Please check whether all connection parameters of the client are set correctly:

$ cat ~/.riseml/config

This should show you the following variables for your cluster: api-server, sync-server and for your user: api-key.

I can't see GPU information with riseml system info -l

The most likely cause is that the RiseML monitor component that reports this information couldn't connect to the NVIDIA driver.
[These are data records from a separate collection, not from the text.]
PR #132, opened 2019-05-19
machineactuator: Get cluster from metadata if not set

justinsb:
This lets us avoid requiring the cluster in the machineactuator,
particularly as we seem to only need it for the project.

```release-note
NONE
```


alejandrox1:
@justinsb any updates on this one? Is there anything we can do to help?

PR #143, opened 2019-09-09
✨Support v1alpha2

vincepri:
This PR updates the repository to be in line with other Cluster API providers and support v1alpha2 API types.

The commits have been separated to provide a better way to review the large changes.

NB: Before merging this in, we should cut a `release-0.1` branch.

PR #145, opened 2019-09-11
Follow-up fixes from #143

vincepri:

- Removes the Cluster.Spec.DefaultZone
- Makes sure to set the NetworkID as part of the instance's Network Interface definition
- Updates CAPI to latest master
- Uses the record package to record events

Fixes #


cloud/services/compute/instances.go
```diff
@@ -68,11 +68,13 @@ func (s *Service) CreateInstance(scope *scope.MachineScope) (*compute.Instance,
...
 	input := &compute.Instance{
-		Name:              scope.Name(),
-		Zone:              scope.Zone(),
-		MachineType:       fmt.Sprintf("zones/%s/machineTypes/%s", scope.Zone(), scope.GCPMachine.Spec.InstanceType),
-		CanIpForward:      true,
-		NetworkInterfaces: []*compute.NetworkInterface{{}},
+		Name:         scope.Name(),
+		Zone:         scope.Zone(),
+		MachineType:  fmt.Sprintf("zones/%s/machineTypes/%s", scope.Zone(), scope.GCPMachine.Spec.InstanceType),
+		CanIpForward: true,
```
justinsb: BTW if we're using Calico I don't think we need CanIpForward...

justinsb:
Thanks for the follow-up @vincepri !

/approve
/lgtm

main.go
```diff
@@ -133,18 +134,19 @@ func main() {
 		os.Exit(1)
 	}
 
+	// Initialize event recorder.
+	record.InitFromRecorder(mgr.GetEventRecorderFor("aws-controller"))
```
tahsinrahman: ```gcp-controller```

vincepri: whoops! Are you cool with fixing it as part of the other PR you have open?

PR #155, opened 2019-09-13
✨ Add the ability to customize Service Account and Scopes

### LINKED ISSUE #150: Add the ability to customize Service Account and Scopes
/kind feature
/help
/good-first-issue
/milestone v0.2

The current implementation has hardcoded the service account and its scope https://github.com/kubernetes-sigs/cluster-api-provider-gcp/blob/420b2cea43922672bdaae9b69eb66045ff33b41b/cloud/services/compute/instances.go#L103-L112. 

We need to add a way for users to specify their own service account email and which scopes to assign to the machine. A new optional struct needs to be added to the Machine.Spec object, in case the user doesn't specify anything, we can default to the current code.

In addition, we'd need to document the minimum amount of scope necessary for Cluster API to work.

tahsinrahman:

Fixes #150


cloud/services/compute/instances.go
```diff
@@ -102,15 +102,18 @@ func (s *Service) CreateInstance(scope *scope.MachineScope) (*compute.Instance,
 				},
 			},
 		},
-		ServiceAccounts: []*compute.ServiceAccount{
+	}
+	if len(scope.GCPMachine.Spec.ServiceAccounts) > 0 {
+		input.ServiceAccounts = scope.GCPMachine.Spec.ServiceAccounts
+	} else {
```
vincepri: I'd remove the need for the else by keeping the defaults in the struct (like it was before), and overwriting it if there is one that's specified.

vincepri:
@tahsinrahman I think we might need to copy the struct here to accomodate the deep copy?

api/v1alpha2/types.go
```diff
@@ -195,3 +195,29 @@ var (
...
+	// used to include empty fields in Patch requests.
+	ForceSendFields []string `json:"-"`
+
+	// NullFields is a list of field names (e.g. "Email") to include in API
+	// requests with the JSON null value. By default, fields with empty
+	// values are omitted from API requests. However, any field with an
+	// empty value appearing in NullFields will be sent to the server as
+	// null. It is an error if a field in this list has a non-empty value.
+	// This may be used to include null fields in Patch requests.
+	NullFields []string `json:"-"`
```
vincepri: We can probably remove the NullFields and ForceSendFields

api/v1alpha2/gcpmachine_types.go
```diff
@@ -84,7 +83,7 @@ type GCPMachineSpec struct {
 	// ServiceAccounts specify the service account email and which scopes to assign to the machine.
 	// Defaults to: email: "default", scope: []{compute.CloudPlatformScope}
 	// +optional
-	ServiceAccounts []*compute.ServiceAccount `json:"serviceAccounts,omitempty"`
+	ServiceAccounts []ServiceAccount `json:"serviceAccounts,omitempty"`
```
vincepri: There can be only a single ServiceAccount associated to a Machine, we should switch this to a pointer, wdyt?

PR #157, opened 2019-09-13
🐛 fix: remove leading v from kube version

### LINKED ISSUE #156: Error when creating machines b/c of k8s version
/kind bug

On the given node, verify that the path you provided in nvidiaDriverDir contains the driver files:

$ ls /var/lib/nvidia-docker/volumes/nvidia_driver/latest
bin  lib  lib64

This directory must contain the bin lib and lib64 directories of the driver that is currently in use by the host. If you upgraded your driver, you must update this directory and restart the RiseML monitor component on this node. The easiest way is by rebooting that node.
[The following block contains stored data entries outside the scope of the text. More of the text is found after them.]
PR #158, opened 2019-09-13
🐛 fix: fix reading of semver for kube version 

### LINKED ISSUE #156: Error when creating machines b/c of k8s version

rsmitty:

This PR updates how we parse the kubernetes version in the
instances.go and allows it to pass the semver check during machine creation.

Fixes #156

### DIFF
--- a/cloud/services/compute/instances.go
+++ b/cloud/services/compute/instances.go
@@ -61,7 +61,7 @@ func (s *Service) CreateInstance(scope *scope.MachineScope) (*compute.Instance, 
 			scope.Name(), scope.Namespace())
 	}
 
-	version, err := semver.Make(*scope.Machine.Spec.Version)
+	version, err := semver.ParseTolerant(*scope.Machine.Spec.Version)
 	if err != nil {
 		return nil, errors.Wrapf(err, "error parsing Spec.Version on Machine %q in namespace %q, expected valid SemVer string",
 			scope.Name(), scope.Namespace())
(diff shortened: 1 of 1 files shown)


rsmitty:
@vincepri This should be closer to what you were looking for. Still allows for input of `v1.x.y` in the yaml files.

cloud/services/compute/instances.go
```diff
@@ -61,7 +62,11 @@ func (s *Service) CreateInstance(scope *scope.MachineScope) (*compute.Instance,
 			scope.Name(), scope.Namespace())
 	}
 
-	version, err := semver.Make(*scope.Machine.Spec.Version)
```
jdef: Instead of manual parsing, maybe use `ParseTolerant` (instead of `Make`).

rsmitty:
@jdef @vincepri okay, updated to use parse tolerant. feels much cleaner, thanks for the pointer to that function! also added in the `v` for the default source image.

PR #172, opened 2019-09-20
🐛 Reconcile instance groups before updating backends

vincepri:

Fixes #


cloud/services/compute/loadbalancers.go
```diff
@@ -85,10 +85,6 @@ func (s *Service) ReconcileLoadbalancers() error {
 
 	s.scope.Network().APIServerBackendService = pointer.StringPtr(backendService.SelfLink)
 
-	if err := s.UpdateBackendServices(); err != nil {
```
vincepri: This has been removed because we call it from the machine actuator, there isn't any need to call it again here, which might lead into errors / races.

PR #177, opened 2019-09-27
Harden ci scripts and get e2e working

dims:
- Add a router and cloud nat to ensure that the VM(s) can access the
    internet to pull debs and docker images
- use a python based `envsubst` command for generating example
    configuration and avoid installing yet another binary
 - correct resource type in boskos is `"gce-project"`
 - Ability to dump logs (loop through all the instances and try getting
    as much information to save in log files)
 - Add timeouts for things that may get stuck
 - install ansible if it is missing (or prompt user if not running as
    root)
 - create a new user id for running the packer based build for image when
    running in the CI environment. packer/ansible fails otherwise.
 - Add loops to wait for things to start up before running tests
 - Add more logs to be sure we checkin/checkout projects from boskos
 - Also install kustomize

### DIFF
--- a/hack/ci/e2e-conformance.sh
+++ b/hack/ci/e2e-conformance.sh
@@ -25,47 +25,143 @@ CLUSTER_NAME=${CLUSTER_NAME:-"test1"}
 
 REPO_ROOT="$(cd "$(dirname "${BASH_SOURCE[0]}")/../.." && pwd -P)"
 
-# our exit handler (trap)
-cleanup() {
+# dump logs from kind and all the nodes
+dump-logs() {
   # always attempt to dump logs
   kind "export" logs --name="clusterapi" "${ARTIFACTS}/logs" || true
+
+  # iterate through any nodes we brought up and collect logs
+  gcloud compute instances list --project "${GCP_PROJECT}" --format='value(name, zone)' \
+  | grep "${CLUSTER_NAME}" | while read node_name node_zone; do
+    echo "collecting logs from ${node_name}"
+    dir="${ARTIFACTS}/logs/${node_name}"
+    mkdir -p ${dir}
+
+    gcloud compute instances get-serial-port-output --project "${GCP_PROJECT}" \
+      --zone "${node_zone}" --port 1 "${node_name}" > "${dir}/serial-1.log" || true
+
+    ssh-to-node "${node_name}" "${node_zone}" "sudo chmod -R a+r /var/log" || true
+    gcloud compute scp --recurse --project "${GCP_PROJECT}" --zone "${node_zone}" \
+      "${node_name}:/var/log/cloud-init.log" "${node_name}:/var/log/cloud-init-output.log" "${dir}" || true
+
+    ssh-to-node "${node_name}" "${node_zone}" "sudo journalctl --output=short-precise" > "${dir}/systemd.log" || true
+  done
+
+  timeout 300 gcloud logging read --order=asc \
+    --freshness="3h" \
+    --format='table(timestamp,jsonPayload.resource.name,jsonPayload.event_subtype)' \
+    --project "${GCP_PROJECT}" > "${ARTIFACTS}/logs/activity.log" || true
+}
+
+# our exit handler (trap)
+cleanup() {
+  # dump all the logs
+  dump-logs
+
   # KIND_IS_UP is true once we: kind create
   if [[ "${KIND_IS_UP:-}" = true ]]; then
-    kubectl \
+    timeout 600 kubectl \
       --kubeconfig=$(kind get kubeconfig-path --name="clusterapi") \
       delete cluster test1 || true
-    kubectl \
+     timeout 600 kubectl \
       --kubeconfig=$(kind get kubeconfig-path --name="clusterapi") \
       wait --for=delete cluster/test1 || true
     make kind-reset || true
   fi
   # clean up e2e.test symlink
   (cd "$(go env GOPATH)/src/k8s.io/kubernetes" && rm -f _output/bin/e2e.test) || true
+
+  # Force a cleanup of cluster api created resources using gcloud commands
+  gcloud compute forwarding-rules delete --project $GCP_PROJECT --global $CLUSTER_NAME-apiserver --quiet || true
+  gcloud compute target-tcp-proxies delete --project $GCP_PROJECT $CLUSTER_NAME-apiserver --quiet || true
+  gcloud compute backend-services delete --project $GCP_PROJECT --global $CLUSTER_NAME-apiserver --quiet || true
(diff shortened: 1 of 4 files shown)


hack/ci/e2e-conformance.sh
```diff
@@ -25,47 +25,143 @@ CLUSTER_NAME=${CLUSTER_NAME:-"test1"}
...
+          exit 1
+        else
+          # we need pip to install ansible
+          curl -L https://bootstrap.pypa.io/get-pip.py -o get-pip.py
+          python get-pip.py --user
+          rm -f get-pip.py
+
+          # install ansible needed by packer
+          version="2.8.5"
+          python -m pip install "ansible==${version}"
```
detiber: Should this be installed with --user as well?

hack/ci/e2e-conformance.sh
```diff
@@ -25,47 +25,143 @@ CLUSTER_NAME=${CLUSTER_NAME:-"test1"}
...
+    --project "${GCP_PROJECT}" --zone "${zone}" "${node}" --command "${cmd}"
+}
+
 init_image() {
   image=$(gcloud compute images list --project $GCP_PROJECT \
     --no-standard-images --filter="family:capi-ubuntu-1804-k8s" --format="table[no-heading](name)")
   if [[ -z "$image" ]]; then
+      if ! command -v ansible &> /dev/null; then
+        if [[ $EUID -ne 0 ]]; then
+          echo "Please install ansible and try again."
```
detiber: Should we update the image running this in prow to include ansible as well?

hack/ci/e2e-conformance.sh
```diff
@@ -25,47 +25,143 @@ CLUSTER_NAME=${CLUSTER_NAME:-"test1"}
...
+      if [[ $EUID -ne 0 ]]; then
+        (cd "$(go env GOPATH)/src/sigs.k8s.io/image-builder/images/capi" && \
+          GCP_PROJECT_ID=$GCP_PROJECT GOOGLE_APPLICATION_CREDENTIALS=$GOOGLE_APPLICATION_CREDENTIALS \
+          make build-gce-default)
+      else
+        # assume we are running in the CI environment as root
+        # Add a user for ansible to work properly
+        groupadd -r packer && useradd -m -s /bin/bash -r -g packer packer
+        # use the packer user to run the build
+        su - packer -c "bash -c 'cd /go/src/sigs.k8s.io/image-builder/images/capi && GCP_PROJECT_ID=$GCP_PROJECT GOOGLE_APPLICATION_CREDENTIALS=$GOOGLE_APPLICATION_CREDENTIALS make build-gce-default'"
```
detiber: I'm wondering if we need to add support to the kubeadm provider to override binaries used, then we wouldn't need to re-bake an image just to run the tests.

hack/ci/e2e-conformance.sh
```diff
@@ -25,47 +25,143 @@ CLUSTER_NAME=${CLUSTER_NAME:-"test1"}
...
+  dump-logs
+
   # KIND_IS_UP is true once we: kind create
   if [[ "${KIND_IS_UP:-}" = true ]]; then
-    kubectl \
+    timeout 60 kubectl \
       --kubeconfig=$(kind get kubeconfig-path --name="clusterapi") \
       delete cluster test1 || true
-    kubectl \
+     timeout 60 kubectl \
```
detiber: 60 seconds might be a bit too short of a timeout here, maybe give it at least 10-15 minutes here?

hack/ci/e2e-conformance.sh
```diff
@@ -25,47 +25,143 @@ CLUSTER_NAME=${CLUSTER_NAME:-"test1"}
...
+       | bash) || true
+  (gcloud compute firewall-rules list --project $GCP_PROJECT | grep $CLUSTER_NAME \
+       | awk '{print "gcloud compute firewall-rules delete --project '$GCP_PROJECT' --quiet " $1 "\n"}' \
+       | bash) || true
+
+  # cleanup the networks
+  gcloud compute routers nats delete "${CLUSTER_NAME}-mynat" --router-region="${GCP_REGION}" \
+    --router="${CLUSTER_NAME}-myrouter" --quiet || true
+  gcloud compute routers delete "${CLUSTER_NAME}-myrouter" --project="${GCP_PROJECT}" \
+    --region="${GCP_REGION}" --quiet || true
```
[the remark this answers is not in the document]
dims: Ack, i can do that as a follow up

hack/ci/e2e-conformance.sh
dims: we do this only if we are running as root, so i dropped the --user. see the line above where bailout with ` echo "Please install ansible and try again."`

hack/ci/e2e-conformance.sh
dims: quite possibly, unless we figure out a better way to build/share the images.

hack/ci/e2e-conformance.sh
dims: sounds like a good idea!

hack/ci/e2e-conformance.sh
dims: Ack, i'll bump it up to 10 and we can tweak it

dims:
/assign @vincepri @detiber 

Jason, Vince,
I'd like to merge this and iterate. Specifically i want to clone this into a periodic job and see how it fares over the weekend. (say run every 3 hours).

thanks,
Dims

hack/ci/e2e-conformance.sh
detiber: Actually, if we add support for overriding binaries in CABPK, then I think we can avoid ansible all together.

dims: Added an issue https://github.com/kubernetes-sigs/cluster-api-bootstrap-provider-kubeadm/issues/258

hack/ci/e2e-conformance.sh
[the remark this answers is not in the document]
dims: Created an issue and assigned it to myself https://github.com/kubernetes/test-infra/issues/14498

scripts/ci-e2e.sh
```diff
@@ -22,38 +22,35 @@
...
+
+if [ ! "${checkout_account_status}" = "0" ]; then
+  echo "error getting account from boskos" 1>&2
+  exit "${checkout_account_status}"
 fi
 
 (cd "${REPO_ROOT}" && hack/ci/e2e-conformance.sh)
+
+echo "cleaning up - checking in boskos account $BOSKOS_RESOURCE_NAME on host $BOSKOS_HOST"
+hack/checkin_account.py
```
detiber: Putting this back into a signal handler would probably be good, otherwise this will probably not run if the conformance test fails.

dims: Done! thanks @detiber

For further troubleshooting, check the logs of the RiseML monitoring component on that node. First, find the name of the monitor pod on the node. For example, if the node is named ip-172-31-30-98:

$ kubectl describe node ip-172-31-30-98 | grep riseml-monitor | awk '{print $2}'
riseml-monitor-snbxg

And then check the logs with:

$ kubectl logs riseml-monitor-snbxg -n=riseml | head -n 3
INFO:__main__:Docker client version: {'ApiVersion': '1.24', 'Version': '1.12.6-cs13', 'GitCommit': '0ee24d4', 'KernelVersion': '4.4.0-64-generic', 'Os': 'linux', 'BuildTime': '2017-07-24T18:27:43.543428213+00:00', 'Arch': 'amd64', 'GoVersion': 'go1.6.4'}
INFO:__main__:GPUs: {'/dev/nvidia0': {'serial': '0324516189437', 'mem_total': 11995578368, 'bus_id': '0000:00:1E.0', 'name': 'Tesla K80', 'handle': <pynvml.LP_struct_c_nvmlDevice_t object at 0x7f30466369d8>, 'minor': 0}}
INFO:amqp:Connection attempt to amqp://rabbitmq-service
The first lines should report the found GPUs as in the example above and will report an error otherwise.